If you want the following functionality, then this plugin is for you:

  • Automatically select the best available $EDITOR when fish starts. I realize that "best" is subjective, but in my opinion the order should be nvr, nvim, vim, vi. The options to the left are used if available, but more hosts have the ones to the right. Due to the how the integration is done, nvr is only chosen as $EDITOR if you start fish inside nvim or tmux.
  • Provide the same editing commands in the shell as in vim command mode. In other words, the commands edit, split, vsplit, and tabedit (and their abbreviations e, sp, vs, tabe) should do the same thing in fish and vim. If your $EDITOR is nvr, these actions are performed in an existing nvim instance.
  • Integrate the excellent Neovim Remote in a smart way. If you use nvr within the built-in terminal of nvim, this means that the surrounding nvim is used. If you run nvr inside tmux, the assumption is that you only want one nvim instance per tmux window, so the currently visible nvim instance in your tmux window is reused. Since $EDITOR is automatically set to nvr when applicable, commands like git and nnn also reuse these existing editor windows.
  • To help you start typing e or edit instead of nvr/nvim/vim/vi, since the latter are less portable, I added some abbreviations that help. If you dislike this, let me know, and I can add an option to disable them.

Screencast

This is what you can expect when you use nvr + tmux:

asciicast

A similar experience can be expected with the built-in terminal :term in nvim. When nvr or nvim is not available, the plugin falls back to vim or vi. The screencast uses these dotfiles with tmux-tilish and vim-tmux-navigator.

Quickstart

The easiest way to install this is using fisher:

fisher add jabirali/fish-virtuoso

Restart fish, and everything should work by itself. If it doesn't, feel free to open an issue on Github!
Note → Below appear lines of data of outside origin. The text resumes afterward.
PR #9990, opened 2023-11-30
Adding chunk serialization events

derverdox:
This patch adds new Chunk events that are called during the serialization / generation process of chunks.
A problem some developers may face while using the ChunkLoad or ChunkUnload events is the fact that they are called synchronously.
These proposed events are called during the process.

The use case of such events is that heavy saving / loading tasks from cache to the chunk nbt container or vice versa are executed asynchronously aswell but in the same thread
that saves / loads / generates the chunk.

### DIFF
--- a/patches/api/0449-Adding-ChunkSerialization-and-Generation-events.patch
+++ b/patches/api/0449-Adding-ChunkSerialization-and-Generation-events.patch
@@ -1,0 +1,204 @@
+From 0000000000000000000000000000000000000000 Mon Sep 17 00:00:00 2001
+From: derverdox <mail.ysp@web.de>
+Date: Thu, 30 Nov 2023 01:22:24 +0100
+Subject: [PATCH] Adding ChunkSerialization and Generation events.
+
+This patch adds new Chunk events that are called during the serialization / generation process of chunks.
+A problem some developers may face while using the ChunkLoad or ChunkUnload events is the fact that they are called synchronously.
+These proposed events are called during the process.
+
+The use case of such events is that heavy saving / loading tasks from cache to the chunk nbt container or vice versa are executed asynchronously aswell but in the same thread
+that saves / loads / generates the chunk. 
+
+diff --git a/src/main/java/io/papermc/paper/event/chunk/ChunkDataEvent.java b/src/main/java/io/papermc/paper/event/chunk/ChunkDataEvent.java
+new file mode 100644
+index 0000000000000000000000000000000000000000..73c94926c975360f9b7c79f910dd09a0f3346058
+--- /dev/null
++++ b/src/main/java/io/papermc/paper/event/chunk/ChunkDataEvent.java
+@@ -0,0 +1,61 @@
++package io.papermc.paper.event.chunk;
++
++import org.bukkit.Bukkit;
++import org.bukkit.Chunk;
++import org.bukkit.World;
++import org.bukkit.event.Event;
++import org.bukkit.event.HandlerList;
++import org.bukkit.persistence.PersistentDataContainer;
++import org.jetbrains.annotations.NotNull;
++import org.jetbrains.annotations.Nullable;
++
++public abstract class ChunkDataEvent extends Event {
++    private static final HandlerList handlers = new HandlerList();
++    private final World world;
++    private final Chunk chunk;
++    private final int chunkX;
++    private final int chunkZ;
++    private final PersistentDataContainer persistentDataContainer;
++
++    public ChunkDataEvent(@NotNull World world, @Nullable Chunk chunk, int chunkX, int chunkZ, @NotNull PersistentDataContainer chunkPersistentDataContainer) {
++        super(!Bukkit.isPrimaryThread());
++        this.world = world;
++        this.chunk = chunk;
++        this.chunkX = chunkX;
++        this.chunkZ = chunkZ;
++        this.persistentDataContainer = chunkPersistentDataContainer;
++    }
++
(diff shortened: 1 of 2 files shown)


patches/server/1055-Adding-ChunkSerialization-and-Generation-events.patch
```diff
@@ -0,0 +1,226 @@
...
+Subject: [PATCH] Adding ChunkSerialization and Generation events.
+
+
+diff --git a/src/main/java/de/verdox/mccreativelab/worldgen/ChunkDataUtil.java b/src/main/java/de/verdox/mccreativelab/worldgen/ChunkDataUtil.java
+new file mode 100644
+index 0000000000000000000000000000000000000000..682f4ac0708ba8bff474f8dedb14df03dd8e2189
+--- /dev/null
++++ b/src/main/java/de/verdox/mccreativelab/worldgen/ChunkDataUtil.java
+@@ -0,0 +1,37 @@
++package de.verdox.mccreativelab.worldgen;
```
powercasgamer: Why is this in another package? Also looks like the exact same methods are in CraftEventFactory?

derverdox: Oh I thought I removed it. This was a patch from a private fork.

patches/api/0449-Adding-ChunkSerialization-and-Generation-events.patch
```diff
@@ -0,0 +1,204 @@
...
++        return chunkX;
++    }
++
++    public int getChunkZ() {
++        return chunkZ;
++    }
++
++    @Nullable
++    public Chunk getChunk() {
++        return this.chunk;
```
kennytv, line 57: This should get docs as to when the chunk is null or not null

patches/api/0449-Adding-ChunkSerialization-and-Generation-events.patch
```diff
@@ -0,0 +1,204 @@
...
++import org.bukkit.Chunk;
++import org.bukkit.World;
++import org.bukkit.event.Event;
++import org.bukkit.event.HandlerList;
++import org.bukkit.persistence.PersistentDataContainer;
++import org.jetbrains.annotations.NotNull;
++import org.jetbrains.annotations.Nullable;
++
++public abstract class ChunkDataEvent extends Event {
++    private static final HandlerList handlers = new HandlerList();
```
kennytv, line 31: Uppercase name for static final fields

patches/api/0449-Adding-ChunkSerialization-and-Generation-events.patch
```diff
@@ -0,0 +1,204 @@
...
++
++/**
++ * Called when a chunk is loaded from disk.
++ * You can use this event to manipulate the persistent data container of the chunk after it is loaded.
++ * Since by default chunk loading is asynchronously on paper this might be an alternative to the ChunkLoadEvent in some cases.
++ * This event might get called asynchronously.
++ */
++public class ChunkDeserializeEvent extends ChunkDataEvent {
++    private static final HandlerList handlers = new HandlerList();
++    public ChunkDeserializeEvent(@NotNull final World world, @Nullable final Chunk chunk, final int chunkX, final int chunkZ, @NotNull final PersistentDataContainer chunkPersistentDataContainer) {
```
kennytv, line 103: Extra line between the field and constructor

patches/server/1055-Adding-ChunkSerialization-and-Generation-events.patch
```diff
@@ -0,0 +1,182 @@
...
+--- a/src/main/java/io/papermc/paper/chunk/system/scheduling/NewChunkHolder.java
++++ b/src/main/java/io/papermc/paper/chunk/system/scheduling/NewChunkHolder.java
+@@ -1817,7 +1817,9 @@ public final class NewChunkHolder {
+         public void run() {
+             final CompoundTag toSerialize;
+             try {
+-                toSerialize = ChunkSerializer.saveChunk(this.world, this.chunk, this.asyncSaveData);
++                // Paper start - add ChunkDataEvents
++                toSerialize = ChunkSerializer.saveChunk(this.world, this.chunk, this.asyncSaveData, false);
++                // Paper end - add ChunkDataEvents
```
kennytv, line 17: Single line changes just get a ` // Paper - ...` comment at the end of the line

patches/server/1055-Adding-ChunkSerialization-and-Generation-events.patch
```diff
@@ -0,0 +1,182 @@
...
++import net.minecraft.world.level.chunk.ChunkAccess;
++import net.minecraft.world.level.chunk.LevelChunk;
+ import net.minecraft.world.level.storage.loot.LootContext;
+ import net.minecraft.world.level.storage.loot.LootTable;
+ import net.minecraft.world.level.storage.loot.parameters.LootContextParams;
+@@ -242,6 +247,7 @@ import org.bukkit.inventory.EquipmentSlot;
+ import org.bukkit.inventory.InventoryView;
+ import org.bukkit.inventory.Recipe;
+ import org.bukkit.inventory.meta.BookMeta;
++import org.bukkit.persistence.PersistentDataContainer;
```
kennytv, line 151: Especially in this class it's going to be ugly, but please remove the added imports and instead fully qualify them when used in code to reduce diff

kennytv (changes requested):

The plugin works particularly well with the Neovim Remote, both for people who use nvim inside tmux, and for people who use the built-in nvim terminal. The easiest way to install this software is to use the Python package manager pip:

pip3 install neovim-remote

Remember to check that your pip install path (e.g. ~/.local/bin) is in $PATH.

Known issues

If you use nvr inside tmux, and nvim is killed in an improper way, you may run into issues once you try to restart nvr in the same tmux window. This is because the files ~/.cache/nvim/nvr* used by the nvim session will not have been cleaned up properly. If this happens, just remove the relevant file, e.g. ~/.cache/nvim/nvr$1@2 for tmux session 1 window 2. If you're unsure what file to remove, just run echo $NVIM_LISTEN_ADDRESS.

Acknowledgements

The nvr integration is strongly inspired by this thread on Reddit.